Manmohan highlights terror threat emanating from Pakistan

Updated - November 28, 2021 08:48 pm IST

Published - April 12, 2010 09:53 am IST - Washington

Prime Minister Manmohan Singh and U.S. President Barack Obama with the delegation during a meeting ahead of the Nuclear Security Summit, at Blair House in Washington on Sunday.

Prime Minister Manmohan Singh and U.S. President Barack Obama with the delegation during a meeting ahead of the Nuclear Security Summit, at Blair House in Washington on Sunday.

Prime Minister Manmohan Singh has conveyed to U.S. President Barack Obama India’s serious concern over terror emanating from Pakistan and its lack of will to punish the perpetrators of 26/11 attacks.

On his part, Mr. Obama said the U.S. shares India’s concerns over Lashkar-e-Taiba and other terror outfits operating from Pakistan.

Dr. Singh said New Delhi wants convincing action against those behind the Mumbai attacks.

The Prime Minister, during his 45—minute meeting with Mr. Obama, also raised the issue of Indian investigators getting direct access to Mumbai attacks plotter David Headley.

Mr. Obama said the U.S. was working through legal processes for giving India access to Headley.

“He (Obama) was fully supportive of our request for provision of such access,” Foreign Secretary Nirupama Rao told reporters.

Mr. Obama also promised to keep in mind India’s concerns over the end—use of the US military supplies to Pakistan after Singh voiced apprehensions in this regard.

The U.S. President said he favoured reduction of tensions between India and Pakistan but the Prime Minister made it clear that the “future of South Asia would be determined by the manner in which terrorism is tackled“.

During the meeting at the Blair House, Dr. Singh emphasised that Pakistan needed to take “convincing action” against those responsible for Mumbai attacks, she said.

Mr. Obama said the U.S. understood India’s concerns with regard to activities of Lashkar-e-Taiba and other terror groups from Pakistan and Afghanistan and that Washington was “engaging” Pakistan on these issues.

While talking about the menace of terrorism emanating from Pakistan, Dr. Singh referred to Headley, activities of LeT and its chief Hafiz Saeed and HuJI terrorist Ilyas Kashmiri, Ms. Rao said.

“Unfortunately, there is no will on part of Pakistan to punish those responsible for terrorist attacks in Mumbai,” Ms. Rao quoted the Prime Minister as telling Mr. Obama.

“This is where partnership of India and the U.S. could make the difference,” Dr. Singh told Mr. Obama.

To a question, Ms. Rao said the fate of Indo-Pak dialogue had no connection with the meeting between Dr. Singh and Mr. Obama.

She said the U.S. as also the entire world, was aware of India’s approach on dialogue with Pakistan. “The U.S. fully understands” India’s position on the dialogue.

India has suspended composite dialogue since the 26/11 attacks and has refused to resume it till Pakistan takes concrete and transparent action against those behind the terror strike.

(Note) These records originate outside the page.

PR #540, opened 2019-04-26
[Bug fix] Fixed minor issues with builder block placement preview

eps0003:
## Status

**READY**

## Description

- Fixed block placement preview showing that you can place blocks next to grass when you actually can't
- Fixed jittery tile preview when you're about to place a block while moving

## Steps to Test or Reproduce

- Attempt to place a block next to grass
- Move around with a block in your hand while hovering your cursor over a single tile

### DIFF
--- a/Entities/Common/Building/BlockPlacement.as
+++ b/Entities/Common/Building/BlockPlacement.as
@@ -173,7 +173,7 @@ void onRender(CSprite@ this)
 			if (bc.cursorClose && bc.hasReqs && bc.buildable)
 			{
 				SColor color;
-				Vec2f aimpos = bc.tileAimPos + getCamera().getInterpolationOffset();
+				Vec2f aimpos = bc.tileAimPos;
 
 				if (bc.buildable && bc.supported)
 				{
--- a/Entities/Common/Building/PlacementCommon.as
+++ b/Entities/Common/Building/PlacementCommon.as
@@ -107,16 +107,13 @@ bool isBuildableAtPos(CBlob@ this, Vec2f p, TileType buildTile, CBlob @blob, boo
 		}
 	}
 
-//printf("c");
-	bool canPlaceOnBackground = ((blob is null) || (blob.getShape().getConsts().support > 0));   // if this is a blob it has to do support - so spikes cant be placed on back
-
 	if (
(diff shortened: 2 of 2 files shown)


Entities/Common/Building/PlacementCommon.as
```diff
@@ -113,10 +113,10 @@ bool isBuildableAtPos(CBlob@ this, Vec2f p, TileType buildTile, CBlob @blob, boo
 	if (
 		(!canPlaceOnBackground || !map.isTileBackgroundNonEmpty(backtile)) &&      // can put against background
 		!(                                              // can put sticking next to something
-			canPlaceNextTo(map, left) || (canPlaceOnBackground && map.isTileBackgroundNonEmpty(left))  ||
-			canPlaceNextTo(map, right) || (canPlaceOnBackground && map.isTileBackgroundNonEmpty(right)) ||
-			canPlaceNextTo(map, up)   || (canPlaceOnBackground && map.isTileBackgroundNonEmpty(up))    ||
-			canPlaceNextTo(map, down) || (canPlaceOnBackground && map.isTileBackgroundNonEmpty(down))
+			canPlaceNextTo(map, left) || (canPlaceOnBackground && map.isTileBackgroundNonEmpty(left) && !map.isTileGrass(left.type))  ||
```
AsuMagic: Unsure if hardcoding grass there is the best solution, maybe checking against `isTileSupport` is better?

Entities/Common/Building/BlockPlacement.as
```diff
@@ -173,7 +173,7 @@ void onRender(CSprite@ this)
 			if (bc.cursorClose && bc.hasReqs && bc.buildable)
 			{
 				SColor color;
-				Vec2f aimpos = bc.tileAimPos + getCamera().getInterpolationOffset();
+				Vec2f aimpos = bc.tileAimPos;
```
AsuMagic: Whoops that wasn't supposed to get there :P
Would be nice to get it really fixed and working with interpolation but that's still better than the bug we have...

Entities/Common/Building/PlacementCommon.as
eps0003: Please take a look at what I changed to see if it is any better. I don't think `canPlaceOnBackground` is needed and it was causing the issue so I removed it. From testing, it didn't seem to change anything with placing spikes and other blob tiles.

Ms. Rao said there would be no meeting between Dr. Singh and Pakistani Prime Minister Yusuf Raza Gilani here during the Nuclear Security Summit but did not categorically rule out such a possibility in Bhutan during the upcoming SAARC Summit.

Sources said Dr. Singh told Mr. Obama about India’s scepticism on Pakistan army’s role and pressed the US to ensure that army’s influence diminished in Pakistan.

Mr. Obama said India has the goodwill and understanding in the US.

Noting that shared Dr. Singh’s vision for South Asia, Mr. Obama said he understands India’s interest in Afghanistan and recognises its role. He expressed support to India’s continued assistance programme in Afghanistan.

While talking about Indo-US counter-terrorism cooperation, Mr. Obama said the US was working through legal systems for provision of access to Headley. He said he was supportive of India’s request for provision of access.

On India’s concerns over misuse of US military supplies to Pakistan, Mr. Obama said the US was sensitive to these worries and would monitor the end use of the material given.

The US President referred to the Civil Nuclear Liability Bill and expressed hope that it would be passed by Parliament as expeditiously as possible.

The bill, whose passage is critical for implementation of the Indo-U.S. civil nuclear deal, has got caught in a political quagmire with opposition parties objecting to certain clauses in it, including the cap of Rs. 500 crore on compensation.